(Stored data)
^^^^

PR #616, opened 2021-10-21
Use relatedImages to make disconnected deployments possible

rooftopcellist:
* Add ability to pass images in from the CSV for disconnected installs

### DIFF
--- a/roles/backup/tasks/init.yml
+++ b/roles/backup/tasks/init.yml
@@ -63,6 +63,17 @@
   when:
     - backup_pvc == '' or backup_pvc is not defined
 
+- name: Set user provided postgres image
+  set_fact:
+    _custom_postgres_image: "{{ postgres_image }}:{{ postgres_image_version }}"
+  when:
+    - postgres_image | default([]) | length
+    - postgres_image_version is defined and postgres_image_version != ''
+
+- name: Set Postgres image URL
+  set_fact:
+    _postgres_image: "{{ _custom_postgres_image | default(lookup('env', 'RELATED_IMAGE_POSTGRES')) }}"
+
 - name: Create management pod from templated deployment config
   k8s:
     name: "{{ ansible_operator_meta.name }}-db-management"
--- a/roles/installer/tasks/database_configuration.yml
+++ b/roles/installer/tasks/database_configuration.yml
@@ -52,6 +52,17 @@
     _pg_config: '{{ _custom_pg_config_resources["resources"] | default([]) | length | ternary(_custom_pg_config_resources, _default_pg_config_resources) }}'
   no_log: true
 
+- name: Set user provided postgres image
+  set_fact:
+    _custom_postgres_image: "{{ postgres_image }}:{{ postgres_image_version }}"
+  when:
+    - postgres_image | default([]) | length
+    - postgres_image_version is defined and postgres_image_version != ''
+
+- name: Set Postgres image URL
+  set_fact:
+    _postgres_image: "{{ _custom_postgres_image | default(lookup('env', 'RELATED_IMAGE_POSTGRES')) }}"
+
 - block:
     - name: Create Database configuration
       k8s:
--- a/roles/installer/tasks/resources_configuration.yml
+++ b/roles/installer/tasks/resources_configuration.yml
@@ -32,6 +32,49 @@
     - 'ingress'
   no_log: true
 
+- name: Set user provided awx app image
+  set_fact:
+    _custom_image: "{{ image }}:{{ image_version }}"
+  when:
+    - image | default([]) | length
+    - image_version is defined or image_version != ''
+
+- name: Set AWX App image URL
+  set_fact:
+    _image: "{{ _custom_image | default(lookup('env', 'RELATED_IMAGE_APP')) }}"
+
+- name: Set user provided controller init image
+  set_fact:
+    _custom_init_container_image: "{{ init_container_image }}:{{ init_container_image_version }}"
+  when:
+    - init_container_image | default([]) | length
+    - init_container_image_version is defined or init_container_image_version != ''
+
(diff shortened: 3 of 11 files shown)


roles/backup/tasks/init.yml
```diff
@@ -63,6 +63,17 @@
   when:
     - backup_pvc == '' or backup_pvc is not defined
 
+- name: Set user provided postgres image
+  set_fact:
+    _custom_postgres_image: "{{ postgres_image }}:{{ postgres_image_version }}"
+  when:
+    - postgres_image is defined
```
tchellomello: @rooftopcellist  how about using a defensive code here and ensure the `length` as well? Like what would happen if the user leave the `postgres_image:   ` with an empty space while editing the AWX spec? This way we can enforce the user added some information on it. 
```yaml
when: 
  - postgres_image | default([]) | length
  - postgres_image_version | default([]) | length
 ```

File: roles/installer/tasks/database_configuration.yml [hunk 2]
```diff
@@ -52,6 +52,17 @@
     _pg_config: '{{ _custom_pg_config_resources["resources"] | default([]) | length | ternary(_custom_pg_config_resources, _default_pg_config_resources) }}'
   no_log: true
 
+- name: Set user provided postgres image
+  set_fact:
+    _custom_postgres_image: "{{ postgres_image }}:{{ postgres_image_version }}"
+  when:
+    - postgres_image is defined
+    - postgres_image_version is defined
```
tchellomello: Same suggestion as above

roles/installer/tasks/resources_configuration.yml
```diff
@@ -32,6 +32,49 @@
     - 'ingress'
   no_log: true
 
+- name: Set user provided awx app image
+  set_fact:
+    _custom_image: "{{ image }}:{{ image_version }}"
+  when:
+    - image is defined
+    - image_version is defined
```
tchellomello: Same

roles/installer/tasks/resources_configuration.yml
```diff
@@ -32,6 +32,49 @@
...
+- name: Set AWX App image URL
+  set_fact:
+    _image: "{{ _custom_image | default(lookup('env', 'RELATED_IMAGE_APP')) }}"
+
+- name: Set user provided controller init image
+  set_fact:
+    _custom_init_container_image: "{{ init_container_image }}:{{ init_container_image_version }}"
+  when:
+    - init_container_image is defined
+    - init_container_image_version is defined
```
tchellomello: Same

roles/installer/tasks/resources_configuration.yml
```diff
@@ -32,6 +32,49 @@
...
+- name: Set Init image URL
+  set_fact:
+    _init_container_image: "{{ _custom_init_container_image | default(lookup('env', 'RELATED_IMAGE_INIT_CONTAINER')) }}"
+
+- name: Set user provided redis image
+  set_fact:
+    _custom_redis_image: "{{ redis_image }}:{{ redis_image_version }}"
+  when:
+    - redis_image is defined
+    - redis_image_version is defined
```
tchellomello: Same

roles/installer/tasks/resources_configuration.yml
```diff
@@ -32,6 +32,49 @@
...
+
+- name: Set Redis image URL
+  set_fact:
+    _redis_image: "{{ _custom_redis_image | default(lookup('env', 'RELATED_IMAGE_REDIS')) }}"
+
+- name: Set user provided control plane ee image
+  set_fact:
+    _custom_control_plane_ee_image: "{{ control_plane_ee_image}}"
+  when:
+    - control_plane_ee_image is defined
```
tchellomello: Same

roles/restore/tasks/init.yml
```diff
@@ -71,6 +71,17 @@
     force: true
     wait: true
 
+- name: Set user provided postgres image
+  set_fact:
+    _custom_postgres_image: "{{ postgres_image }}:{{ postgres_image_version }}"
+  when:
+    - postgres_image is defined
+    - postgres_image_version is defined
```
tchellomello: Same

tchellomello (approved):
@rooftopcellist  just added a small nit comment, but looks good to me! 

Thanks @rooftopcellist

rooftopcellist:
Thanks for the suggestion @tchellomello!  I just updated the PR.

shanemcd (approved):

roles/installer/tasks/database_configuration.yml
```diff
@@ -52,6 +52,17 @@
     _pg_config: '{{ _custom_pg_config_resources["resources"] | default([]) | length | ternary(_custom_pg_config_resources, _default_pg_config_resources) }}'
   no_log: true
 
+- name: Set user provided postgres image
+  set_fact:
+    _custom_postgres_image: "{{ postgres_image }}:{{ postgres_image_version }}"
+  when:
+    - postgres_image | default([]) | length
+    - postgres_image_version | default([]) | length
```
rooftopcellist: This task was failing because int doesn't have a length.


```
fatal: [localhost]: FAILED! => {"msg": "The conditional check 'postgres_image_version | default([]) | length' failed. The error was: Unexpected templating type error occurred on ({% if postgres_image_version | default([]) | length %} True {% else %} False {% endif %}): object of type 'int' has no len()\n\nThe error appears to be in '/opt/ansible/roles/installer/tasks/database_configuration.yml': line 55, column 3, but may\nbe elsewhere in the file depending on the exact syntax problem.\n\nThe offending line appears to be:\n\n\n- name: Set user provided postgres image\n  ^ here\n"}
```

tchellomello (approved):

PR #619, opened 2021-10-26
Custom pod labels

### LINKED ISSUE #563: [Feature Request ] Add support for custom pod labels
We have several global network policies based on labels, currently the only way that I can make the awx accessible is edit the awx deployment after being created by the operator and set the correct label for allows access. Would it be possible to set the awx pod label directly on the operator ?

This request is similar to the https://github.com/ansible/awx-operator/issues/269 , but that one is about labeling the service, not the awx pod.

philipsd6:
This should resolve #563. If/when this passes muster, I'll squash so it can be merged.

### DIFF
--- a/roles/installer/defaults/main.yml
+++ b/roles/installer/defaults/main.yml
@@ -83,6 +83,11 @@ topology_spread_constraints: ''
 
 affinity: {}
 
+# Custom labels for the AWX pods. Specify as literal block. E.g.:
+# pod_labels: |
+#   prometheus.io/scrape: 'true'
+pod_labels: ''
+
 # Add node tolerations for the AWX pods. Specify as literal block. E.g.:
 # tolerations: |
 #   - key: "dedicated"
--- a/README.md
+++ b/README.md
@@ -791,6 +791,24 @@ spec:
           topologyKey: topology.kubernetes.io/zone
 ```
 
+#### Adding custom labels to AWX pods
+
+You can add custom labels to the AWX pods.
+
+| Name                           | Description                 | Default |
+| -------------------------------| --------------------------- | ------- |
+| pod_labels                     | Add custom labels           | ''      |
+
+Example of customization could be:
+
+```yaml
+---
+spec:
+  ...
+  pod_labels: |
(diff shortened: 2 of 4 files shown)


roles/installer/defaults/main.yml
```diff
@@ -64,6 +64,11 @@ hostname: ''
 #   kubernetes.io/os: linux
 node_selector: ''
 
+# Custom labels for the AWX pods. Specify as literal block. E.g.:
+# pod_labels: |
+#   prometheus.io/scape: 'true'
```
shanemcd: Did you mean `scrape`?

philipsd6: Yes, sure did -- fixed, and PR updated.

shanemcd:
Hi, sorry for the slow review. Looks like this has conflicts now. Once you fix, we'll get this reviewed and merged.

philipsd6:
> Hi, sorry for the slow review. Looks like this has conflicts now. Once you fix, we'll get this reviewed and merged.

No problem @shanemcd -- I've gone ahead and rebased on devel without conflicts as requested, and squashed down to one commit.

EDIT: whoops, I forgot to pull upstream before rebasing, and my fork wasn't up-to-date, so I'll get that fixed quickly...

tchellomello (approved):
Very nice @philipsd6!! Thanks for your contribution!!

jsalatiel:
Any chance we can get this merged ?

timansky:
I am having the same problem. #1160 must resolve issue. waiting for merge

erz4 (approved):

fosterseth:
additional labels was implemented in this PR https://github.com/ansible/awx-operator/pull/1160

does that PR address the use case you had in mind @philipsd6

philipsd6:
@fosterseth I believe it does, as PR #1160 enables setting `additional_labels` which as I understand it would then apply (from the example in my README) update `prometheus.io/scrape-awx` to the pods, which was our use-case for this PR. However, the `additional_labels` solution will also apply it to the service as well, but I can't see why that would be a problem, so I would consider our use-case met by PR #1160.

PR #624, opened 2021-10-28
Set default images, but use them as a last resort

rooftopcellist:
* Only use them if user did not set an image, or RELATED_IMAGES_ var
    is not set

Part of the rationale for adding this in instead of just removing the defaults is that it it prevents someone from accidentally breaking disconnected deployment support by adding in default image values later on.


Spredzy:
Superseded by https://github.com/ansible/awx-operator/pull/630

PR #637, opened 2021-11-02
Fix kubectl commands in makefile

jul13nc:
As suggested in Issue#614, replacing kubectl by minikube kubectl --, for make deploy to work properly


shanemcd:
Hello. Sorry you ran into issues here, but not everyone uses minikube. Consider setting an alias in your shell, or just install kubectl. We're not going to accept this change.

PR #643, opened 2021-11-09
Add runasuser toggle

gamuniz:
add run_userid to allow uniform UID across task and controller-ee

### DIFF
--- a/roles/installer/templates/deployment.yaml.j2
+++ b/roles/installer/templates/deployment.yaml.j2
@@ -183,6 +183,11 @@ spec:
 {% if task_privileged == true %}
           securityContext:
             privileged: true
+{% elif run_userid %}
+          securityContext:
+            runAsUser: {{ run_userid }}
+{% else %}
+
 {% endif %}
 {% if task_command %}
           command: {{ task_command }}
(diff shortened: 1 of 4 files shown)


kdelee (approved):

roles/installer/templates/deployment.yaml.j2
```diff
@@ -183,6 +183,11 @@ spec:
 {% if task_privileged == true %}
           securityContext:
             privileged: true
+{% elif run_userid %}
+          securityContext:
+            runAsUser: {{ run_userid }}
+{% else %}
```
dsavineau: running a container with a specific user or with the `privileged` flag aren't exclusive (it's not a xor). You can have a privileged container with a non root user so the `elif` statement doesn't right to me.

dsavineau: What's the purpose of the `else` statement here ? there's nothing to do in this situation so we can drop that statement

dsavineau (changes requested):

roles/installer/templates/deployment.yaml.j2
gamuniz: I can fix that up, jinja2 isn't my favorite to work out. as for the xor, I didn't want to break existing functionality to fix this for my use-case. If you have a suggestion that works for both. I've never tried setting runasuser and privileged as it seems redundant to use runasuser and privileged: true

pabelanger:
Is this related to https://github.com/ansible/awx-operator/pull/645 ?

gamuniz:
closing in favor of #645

^^^^

**Work instructions**:
Reading through the records above, report each line in which the string "them" is found.

**Result**:
Set default images, but use them as a last resort
* Only use them if user did not set an image, or RELATED_IMAGES_ var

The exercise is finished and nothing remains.